- [REQUIREMENT]
Give every entry again, word for word.
BEGIN MATERIAL FOR THIS TASK
PR #3482, opened 2026-07-02
Add workflow for automated bundled tool updates

Safihre:
Introduces a GitHub Actions workflow to automatically check for new releases of unrar, 7-Zip, and par2cmdline-turbo. When new versions are found, it creates a pull request with the updated binaries for review.

Fun use of Fable 5 😁

What do you think @jcfp @thezoggy @mnightingale ?

### DIFF
--- a/.github/workflows/update_tools.yml
+++ b/.github/workflows/update_tools.yml
@@ -23,32 +23,31 @@ jobs:
       - name: Determine latest unrar version
         id: version
         run: |
-          curl -fsSL --retry 3 https://www.rarlab.com/download.htm -o "$RUNNER_TEMP/download.htm"
-          RAW=$(grep -oE 'rarmacos-x64-[0-9]+\.tar\.gz' "$RUNNER_TEMP/download.htm" | grep -oE '[0-9]+' | sort -n | tail -1)
-          if [ -z "$RAW" ]; then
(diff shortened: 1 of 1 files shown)


thezoggy:
Looks good, would be nice to validate hashes for release as well.
- https://github.com/ip7z/7zip/issues/231

.github/workflows/update_tools.yml
```diff
@@ -0,0 +1,202 @@
...
+    env:
+      GH_TOKEN: ${{ github.token }}
+      BRANCH: automation/update-unrar
+    steps:
+      - uses: actions/checkout@v6
+      - name: Determine latest unrar version
+        id: version
+        run: |
+          curl -fsSL --retry 3 https://www.rarlab.com/download.htm -o "$RUNNER_TEMP/download.htm"
+          RAW=$(grep -oE 'rarmacos-x64-[0-9]+\.tar\.gz' "$RUNNER_TEMP/download.htm" | grep -oE '[0-9]+' | sort -n | tail -1)
```
jcfp: This can be done more effectively with sed, directly extracting the version string you're looking for:
`curl -fsSL --retry 3 https://www.rarlab.com/download.htm -o- | sed -n 's%.*/rarmacos-x64-\([0-9]\+\)\.tar\.gz.*%\1%p'`

Safihre: 👍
END MATERIAL FOR THIS TASK
- [RESPONSE FOR THIS EXERCISE]
PR #3482, opened 2026-07-02
Add workflow for automated bundled tool updates

Safihre:
Introduces a GitHub Actions workflow to automatically check for new releases of unrar, 7-Zip, and par2cmdline-turbo. When new versions are found, it creates a pull request with the updated binaries for review.

Fun use of Fable 5 😁

What do you think @jcfp @thezoggy @mnightingale ?

### DIFF
--- a/.github/workflows/update_tools.yml
+++ b/.github/workflows/update_tools.yml
@@ -23,32 +23,31 @@ jobs:
       - name: Determine latest unrar version
         id: version
         run: |
-          curl -fsSL --retry 3 https://www.rarlab.com/download.htm -o "$RUNNER_TEMP/download.htm"
-          RAW=$(grep -oE 'rarmacos-x64-[0-9]+\.tar\.gz' "$RUNNER_TEMP/download.htm" | grep -oE '[0-9]+' | sort -n | tail -1)
-          if [ -z "$RAW" ]; then
(diff shortened: 1 of 1 files shown)


thezoggy:
Looks good, would be nice to validate hashes for release as well.
- https://github.com/ip7z/7zip/issues/231

.github/workflows/update_tools.yml
```diff
@@ -0,0 +1,202 @@
...
+    env:
+      GH_TOKEN: ${{ github.token }}
+      BRANCH: automation/update-unrar
+    steps:
+      - uses: actions/checkout@v6
+      - name: Determine latest unrar version
+        id: version
+        run: |
+          curl -fsSL --retry 3 https://www.rarlab.com/download.htm -o "$RUNNER_TEMP/download.htm"
+          RAW=$(grep -oE 'rarmacos-x64-[0-9]+\.tar\.gz' "$RUNNER_TEMP/download.htm" | grep -oE '[0-9]+' | sort -n | tail -1)
```
jcfp: This can be done more effectively with sed, directly extracting the version string you're looking for:
`curl -fsSL --retry 3 https://www.rarlab.com/download.htm -o- | sed -n 's%.*/rarmacos-x64-\([0-9]\+\)\.tar\.gz.*%\1%p'`

Safihre: 👍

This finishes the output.